In summary, we found that reward-based learning with typical massed presentation of stimuli shows a strong dependence on short-term working memory resources across multiple measures. After learning, a delay period revealed that preferences for spaced- versus massed-trained were better maintained. These and other related findings indicate that studies of human reward-based learning that employ common condensed learning designs may be a suboptimal way to measure individual differences in the mechanism supporting lasting reward-based or reinforcement learning (Collins & Frank, 2012; Collins et al., 2014; Collins, 2018; van de Vijver & Ligneul, 2019; Wimmer et al., 2018).

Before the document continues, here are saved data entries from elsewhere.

PR #1700, opened 2022-10-18
Bug Issue Template

msaroufim:
Click `files changed`, `view file` to see what the template will look like

Curious how people feel about a template in general, I'm thinking our Troubleshooting.md will be more of a dev facing doc to debug nuanced issues whereas this template should cover 90%+ of the bugs we've been fixing

### DIFF
--- a/.github/ISSUE_TEMPLATE/bug.yml
+++ b/.github/ISSUE_TEMPLATE/bug.yml
@@ -9,6 +9,7 @@ body:
       value: >
         #### Before submitting a bug, please make sure the issue hasn't been already addressed by searching through [the
         existing and past issues](https://github.com/pytorch/torchdynamo/issues)
+        The below template should close the vast majority issues you're seeing but if it doesn't please check out our advanced troubleshoothing guide https://github.com/pytorch/torchdynamo/blob/main/documentation/TROUBLESHOOTING.md
   - type: textarea
     attributes:
       label: 🐛 Describe the bug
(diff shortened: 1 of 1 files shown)


.github/ISSUE_TEMPLATE/bug.yml
```diff
@@ -0,0 +1,47 @@
...
+      required: true
+  
+  - type: textarea
+    attributes:
+      label: Minified repro
+      description: |
+        Please run the minifier on your example and paste the minified code below 
+        Learn more here https://github.com/pytorch/torchdynamo/blob/main/documentation/TROUBLESHOOTING.md
+      placeholder: |
+        >> torch._dynamo.config.repro_after="aot" python your_model.py
```
jansel, line 37: I think users need to do:

```suggestion
        env TORCHDYNAMO_REPRO_AFTER="aot" python your_model.py
```

.github/ISSUE_TEMPLATE/bug.yml
```diff
@@ -0,0 +1,47 @@
...
+        >> torch._dynamo.config.repro_after="dynamo" python your_model.py
```
jansel, line 38:
```suggestion
        or
        env TORCHDYNAMO_REPRO_AFTER="dynamo" python your_model.py
```

yanboliang:
I'd suggest to add instruction on trying different backends and report if user's code passes on these backends: eager, aot_eager, inductor. This is the most straight forward way to locate which is the problematic component.

yanboliang (approved):

PR #1702, opened 2022-10-18
LRU for cache management

zyq8709:
This is just an initial proposal of LRU implementation for trace cache management. If I was right, the caches are organized into a single linked list without any explicit ordering. It is presumed that if LRU is applied to trace cache management, the better lookup performance may be achieved. There is no doubt that other better algorithms can be chosen for the ordering through elaborate research.

### DIFF
--- a/torchdynamo/_eval_frame.c
+++ b/torchdynamo/_eval_frame.c
@@ -180,6 +180,17 @@ inline static const char *name(PyFrameObject *frame) {
 }
 #endif
 
+inline static CacheEntry *get_extra(PyCodeObject *code) {
+  CacheEntry *extra = NULL;
+  _PyCode_GetExtra((PyObject *)code, extra_index, (void *)&extra);
+  return extra;
+}
+
+inline static void set_extra(PyCodeObject *code, CacheEntry *extra) {
+  // TODO(jansel): would it be faster to bypass this?
+  _PyCode_SetExtra((PyObject *)code, extra_index, extra);
+}
+
 static void call_guard_fail_hook(PyObject *hook, CacheEntry *e,
                                  PyObject *f_locals) {
   // call debugging logic when a guard fails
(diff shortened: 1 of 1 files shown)


torchdynamo/_eval_frame.c
```diff
@@ -216,12 +228,36 @@ static PyCodeObject *lookup(CacheEntry *e, PyObject *f_locals) {
   }
   Py_DECREF(valid);
   if (valid == Py_True) {
-    return e->code;
+    CacheEntry *extra = get_extra(frame->f_code), *next = e->next, *head = extra;
+    if (extra != e) {
```
jansel, line 232: Add some comments explaining what this is doing.

torchdynamo/_eval_frame.c
```diff
@@ -216,12 +228,36 @@ static PyCodeObject *lookup(CacheEntry *e, PyObject *f_locals) {
...
+        PyObject *check_fn_tmp = e->check_fn;
+        PyCodeObject *code_tmp = e->code;
+        memcpy(e, next, sizeof(CacheEntry));
+        next->check_fn = check_fn_tmp;
+        next->code = code_tmp;
+        next->next = extra;
+        head = next;
+      } else {
+        CacheEntry *cur = extra;
+        while (cur) {
```
jansel, line 243: We should be able to do this in O(1) time.  We would need a pred pointer for that though.

It would also be a lot cleaner if we could handle it with a single case rather than two.

jansel (changes requested):
We moved this file to `pytorch/pytorch` here:
https://github.com/pytorch/pytorch/blob/master/torch/csrc/dynamo/eval_frame.c

So you will need to resubmit to the new repo.

torchdynamo/_eval_frame.c
zyq8709: Hi, thanks for your advice! As you know, the caches are managed by a single linked list, so it is difficult to adjust the data structure directly. If possible, we can change it into a double linked list for O(1) and less case handling.

torchdynamo/_eval_frame.c
zyq8709: Fine. I can add some comments. Simply this is just a process to retrieve the original head, adjust the single linked list and set the new head.

torchdynamo/_eval_frame.c
jansel: One alternative to making it double-linked would be to pass the pred pointer of the current node in as an arg to the lookup function.  Since we are walking the list, we should already know the prior node (it was the one we looked at right before the current one).

jansel:
Closing this, please resubmit to pytorch/pytorch:

File moved to:
https://github.com/pytorch/pytorch/blob/master/torch/csrc/dynamo/eval_frame.c

PR #1704, opened 2022-10-18
Capture and parse torchbench logs

wconstab:
put process exit error into logs


jansel (changes requested):
This PR needs to go to core, see https://github.com/pytorch/torchdynamo/issues/1588

PR #155, opened 2018-04-22
Add VERSION to docker tag

JPWKU:
This will lessen the chance of error
when using docker images built locally,
and those built in the CI env.  This
also adds docker_support_logging to
DOCKERS.


feclare:
We should also update docker-compose.yml to use the new tags.

PR #156, opened 2018-04-23
Implement a memory based db interface in export client instead of a mock

feclare:
This could be useful in development to be able to run without any database, and
to test the remaining export client (not done in this commit).
The memory database always starts empty. Any change is lost when the
microservice is stopped


feclare:
@jduranf I modified the mock to be a complete db implementation. Could you review it?

drasko:
@feclare maybe I am missing something, but what is different comparing to @jduranf 's implementation, except that you renamed `mock` to `mem`?

feclare:
@drasko This is a full db implementation, not just a mock. So you can actually run export-client with it as backend.

export/client/clients/memory-database.go
```diff
@@ -0,0 +1,97 @@
...
+	reg.ID = bson.NewObjectId()
+
+	mc.regs = append(mc.regs, *reg)
+
+	return reg.ID, nil
+}
+
+func (mc *memDB) UpdateRegistration(reg export.Registration) error {
+	for i, r := range mc.regs {
+		fmt.Printf("updating %v <-> %v\n", r.ID, reg.ID)
```
jduranf: Maybe this print should be removed...

feclare: Completely. Thanks

drasko:
Merged! Thanks @feclare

These results have implications for the design and interpretation of research on reward-based learning in learning deficits in psychiatric disorders (Huys et al., 2016; Maia & Frank, 2011; Montague et al., 2012; Moutoussis et al., 2016; Whitton et al., 2015).

To better isolate reward-based learning mechanisms in humans, in particular the role of the striatal dopamine system, our results support the use of experimental designs with increased spacing between training repetitions. Spaced designs can also increase our ability to understand behavior outside the lab, where learning repetitions are often spread over periods of time longer than several seconds. Importantly, spacing training across days can produce value associations that are resistant to forgetting (Kim et al., 2015; van de Vijver & Ligneul, 2019; Wimmer et al., 2018), reminiscent of lasting habits. The increased maintenance of spaced associations may be particularly relevant for understanding maladaptive value associations, such as those found in addiction.